Yang, C.-S. and Ouchi, K., 2017. Application of velocity bunching model to estimate wave height of ocean waves using multiple synthetic aperture radar data. In: Lee, J.L.; Griffiths, T.; Lotan, A.; Suh, K.-S., and Lee, J. (eds.), The 2nd International Water Safety Symposium. Journal of Coastal Research, Special Issue No. 79, pp. 94–98. Coconut Creek (Florida), ISSN 0749-0208.
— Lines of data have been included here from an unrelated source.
PR #14535, opened 2026-03-04
New logfile cleanup

bacota:


vassal-app/src/main/java/VASSAL/build/module/LogCleaner.java
```diff
@@ -0,0 +1,198 @@
...
+    Command cleanedRoot = logCommand;
+    
+    // Clear the existing subcommands by creating a new root of the same type
+    // For simplicity, we'll just append to a NullCommand which will work for encoding
+    cleanedRoot = new NullCommand();
+    
+    // Append only the commands we want to keep
+    for (int i = 0; i < subCommands.length; i++) {
+      if (!toRemove[i]) {
+        cleanedRoot.append(subCommands[i]);
```
rlament, line 172: Use assignment to get rid of the top level NullCommand.
`cleanedRoot = cleanedRoot.append(subCommands[i]);`

Copilot's solution is far too complicated.

riverwanderer: I wonder whether this PR is desirable from the viewpoint of facilitating cheating in PBEM games, or to put it more kindly, presenting a temptation to those who having a run of bad luck. 

I know that this is a controversial topic but it is not the only example of Vassal's design relying on obscurity to keep players on the straight and narrow.

Assuming the legitimate use-case warrants the PR, perhaps some mitigation can be considered.  Eg insert a warning into the log when undone actions are removed. Such as a summary at the end of each block of undos.

rlament: Fair PBEM involves considerable faith and trust in opponents' honesty. I had the similar thought about making it easier to redo moves. As it is there are other ways to redo for a better outcome particularily in the PBEM setting.

How often are there legitimate corrections in log files? It seems that this would only be an occasional occurrence. Although in situations where there are multiple overlapping undo/redo steps it can be difficult to follow.

Perhaps a better approach is not writing the output to a file. Instead, filter out the undo commands on playback. Effectively moving the filter from the producer to the consumer. A preference setting could enable this feature. The chat log could output a "skipping undo" message in place of the do/undo block.

PR #14538, opened 2026-03-05
14537 Preserve the user directory preference after canceling from a file load or save dialog

### LINKED ISSUE #14537: The save game directory changes after canceling a save
When choosing to cancel the saving of a game, the save game directory (_saveGameDir_ in the preferences file) changes. This is the directory initially presented by the FileChooser. It is very handy for it to present the directory of the last save. It is disconcerting when it starts in an unexpected directory.

To reproduce, first start a game and save it to a known location. Then follow these steps:
- Start a New Game
- Move some pieces to change the game state
- File -> Close Game
- Save Game? -> yes
- Note the initial directory in the FileChooser. It should be at the location of the saved game.
- FileChooser -> cancel

Repeat those steps, but notice this time the FileChooser opens in a different directory. It seems to be going up in the folder hierarchy to the parent directory.

rlament:
In FileChooser, the _setCurrentDirectory()_ and _getCurrentDirectory()_ were not complementary functions. The _get_ should return the _set_ value. When _set_ was given a directory, the _get_ returned the parent. _getCurrentDirectory()_ now checks if the stored path is a directory and returns it.

Closes #14537

### DIFF
--- a/vassal-app/src/main/java/VASSAL/tools/filechooser/FileChooser.java
+++ b/vassal-app/src/main/java/VASSAL/tools/filechooser/FileChooser.java
@@ -394,12 +394,11 @@ public abstract class FileChooser {
           value = ERROR_OPTION;
           cur = null;
         }
+        updateDirectoryPreference();
       }
       else {
         value = CANCEL_OPTION;
-        cur = null;
       }
-      updateDirectoryPreference();
       return value;
     }
 


vassal-app/src/main/java/VASSAL/tools/filechooser/FileChooser.java
```diff
@@ -394,12 +394,11 @@ else if (cur.isDirectory() && mode == DIRECTORIES_ONLY) {
           value = ERROR_OPTION;
           cur = null;
         }
+        updateDirectoryPreference();
```
uckelman, line 397: Is this the correct place to move `updateDirectoryPreference()`? This also catches the `ERROR_OPTION` case. Should `updateDirectoryPreference` be called only in the `APPROVE_OPTION` cases?

rlament: Yes, this place is fine because `updateDirectoryPreference` does nothing in the case of `ERROR_OPTION`. Preferences are not updated within `updateDirectoryPreference` when `cur` is null.

uckelman: It's true that `updateDirectoryPreference()` does nothing now on `ERROR_OPTION`, but only because `cur` is set to null first, which need not remain the case. I'm going to move `updateDirectoryPreference()` out of the `ERROR_OPTION` case to avoid this.

PR #14547, opened 2026-03-09
13702 Optimize sum and count expressions

### LINKED ISSUE #13702: Optimise CountZone() evaluation order
Based on observation of errors from this expression, it seems to me that the Beanshell expression is evaluated on pieces that don't possess the named property:

`CountZone(cBoard,cMain,"cmdCard","{!ObscuredToOthers && FromSide == gActiveSide}") `

This would imply that pieces are scanned for a match on the expression first, rather than looking for pieces with property "cmdCard". If that's right then this type of function might give improved performance if the search were first on the property.

Perhaps it's worse than that, and both conditions are evaluated (i.e. a redundant check is performed).

If this is an issue with CountZone(), then all forms of Sum/Count functions should be checked where both Property and Expression are accepted.

rlament:
Wondering if these changes to the sum/count functions make any noticeable impact on modules. Doing some very basic profiling with _System.nanoTime_ shows an improvement depending on game piece design and filtering (match expression) options.

The existing code relies on _updateTotal()_ for computing both sums and counts. These actions are similar yet different enough to warrant separate functions. They do handle properties differently. Since these functions are invoked from within loops, any reduction in conditional testing and branching can have an impact.

The _updateTotal()_ function applies the match expression (if defined) to all pieces first, whether or not those pieces have the property of interest. The BeanShell processing is computationally expensive and it is best to avoid it when possible. The new _updateCount()_ and _updateSum()_ functions compute the match expression as a matter of last resort. Take the sum function, if the property is non-existent or is not a number or is zero, then checking the match expression is unnecessary and thus never invoked.

The greatest benefit would be in modules that subset properties. With differing units having different properties, summing on something like _alliedPower_ or _axisPower_ could eliminate half the counters from a calculation before applying any match expressions. In cases where there are common properties with a reliance on match expressions, this code change likely won't make much of a difference.

Profiling with unit tests shows a marked improvement. Whether this translates to more responsive modules is to be seen. The matching expression is too powerful not to use, but at least it won't be invoked on pieces unrelated to the property in question.

Closes #13702

### DIFF
--- a/vassal-app/src/main/java/VASSAL/script/ExpressionInterpreter.java
+++ b/vassal-app/src/main/java/VASSAL/script/ExpressionInterpreter.java
@@ -651,11 +651,11 @@ public class ExpressionInterpreter extends AbstractInterpreter implements Loopab
       final GamePiece piece = (GamePiece) ps;
       final Stack s = ((GamePiece) ps).getParent();
       if (s == null) {
-        result = updateTotal(result, piece, property, filter, true);
+        result = updateSum(result, piece, property, filter);
       }
       else {
         for (final GamePiece gamePiece : s.asList()) {
-          result = updateTotal(result, gamePiece, property, filter, true);
+          result = updateSum(result, gamePiece, property, filter);
         }
       }
     }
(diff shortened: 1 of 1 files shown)


uckelman:
If you really want this to be faster, the way to do it is to hoist the null and emptiness checks for `propertyName` and the null check for `filter` out of the loops, which you can do because they are loop invariant.

uckelman:
For `updateSum` and `updateCount`, pass in an iterable rather than have the loop on the outside. Then you can hoist the null and emptiness checks outside of the loop.

PR #14556, opened 2026-03-15
14479 Support Multi-Location commands within Sub-Menus

### LINKED ISSUE #14479: Sub-Menu not usable with Multi-Location Command
Sub-Menus collect menu items by the menu command name. However Multi-Location Commands may have unpredictable names. Is it possible for Sub-Menus to contain menu items without using exact matches of menu command names? Would something like a regex would be possible?

rlament:
When combining the Multi-Location command with other commands the pop-up menu can get unwieldly. Moving the Multi-Location command to a sub-menu would logically separate location commands from other commands.

This one possible solution adds a new property to the Multi-Location command. Each Multi-Location command receives a copy of this string property making it common to all commands. Adding this same string to the Sub-Command list of a Sub-Menu links all the Multi-Location commands to the Sub-Menu.

Closes #14479 

MultiLocationCommand_submenu


vassal-app/src/main/java/VASSAL/counters/MultiLocationCommand.java
```diff
@@ -206,6 +212,7 @@ public void mySetType(String type) {
     menuText.setFormat(st.nextToken(Resources.getString("Editor.MultiLocationCommand.loc_default_command")));
     key = st.nextNamedKeyStroke();
     curMapOnly = st.nextBoolean(true);
+    subMenu = st.nextToken("");
```
uckelman: Won't this break things if not added at the end?

vassal-app/src/main/java/VASSAL/counters/MultiLocationCommand.java
```diff
@@ -553,6 +567,7 @@ public String getType() {
         .append(menuTextInput.getValueString())
         .append(keyInput.getValueString())
         .append(curMapOnlyInput.getValueString())
+        .append(subMenuInput.getValueString())
```
uckelman: Similarly, shouldn't any new fields be stored at the end of the sequence?

vassal-app/src/main/java/VASSAL/counters/MultiLocationCommand.java
rlament: Yes, but at the time of fixing the merge conflict master was not released. At this point the only release that would break is 3.8 Beta 1. Things are in a state of flux. If you deem this as a major risk, I'll move the field to the end. Let me know one way or the other.

uckelman: No, I mean that inserting new items into the sequence in places other than the end will prevent 3.8 from correctly loading modules using MultiLocationCommand written by anything before 3.8.

rlament: This PR is targeting master not 3.7. The 3.7 release reads up to field `curMapOnly`. New to 3.8 are `menuSort`, `ascending` and `numeric`. Therefore technically anything after `curMapOnly` is at the end. Anything before 3.8 is unaffected. This comes down to the sequencing of PR merges. The other one (#13168) happened to be first. If breaking 3.8 Beta 1 is a big deal, I can move this field to the very end.

uckelman: > If breaking 3.8 Beta 1 is a big deal, I can move this field to the very end.

Hardly anyone has tried 3.8.0-beta1 at this point, but I'd rather we not gratuitously break it.

uckelman: If you fix this, then I'll merge the PR.

rlament: Ok, should be ready to merge now. Submenu is last in the definition. Added a description to the reference manual.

The purpose of this study is to investigate the images of ocean waves produced by synthetic aperture radar (SAR) through the image modulations based on the normalized radar cross section (NRCS) and wave orbital motions, leading to the estimation of ocean wave height. The former is known as the tilt or NRCS modulation and the latter as velocity bunching. In general, the dominant contribution to the image modulation of range travelling waves is the NRCS modulation, and that of azimuth travelling waves is the velocity bunching mechanism. In this study, these two wave imaging mechanisms are investigated using the airborne Pi-SAR (Polarimetric-Interferometric SAR) X-band VV-polarization images of ocean waves around the Miyake Island, Japan. Two images in a same region were produced at approximately 20 minutes interval from two orthogonal directions. One image shows the images of dominant range travelling waves, and the other shows a different wave pattern of azimuth traveling waves. This difference can be caused by the different image modulations of NRCS and velocity bunching. In this study, 18 sub-images are extracted from the two sets of Pi-SAR data, and the directional wave spectra of these sub-images in the orthogonal look directions are compared. We have estimated the dominant wavelength from the images of range waves, and the wave phase velocity from the dispersion relation; the image intensity is also computed by using the velocity bunching model and compared with the data. The comparison of the results strongly suggests that the latter images of azimuth waves are produced by velocity bunching. Furthermore, it is shown that the wave height of 1.4 m estimated from the velocity bunching model is similar to the height of 1.5 m simulated using the MM5 numerical weather model and data assimilation by JWA (Japan Weather Association).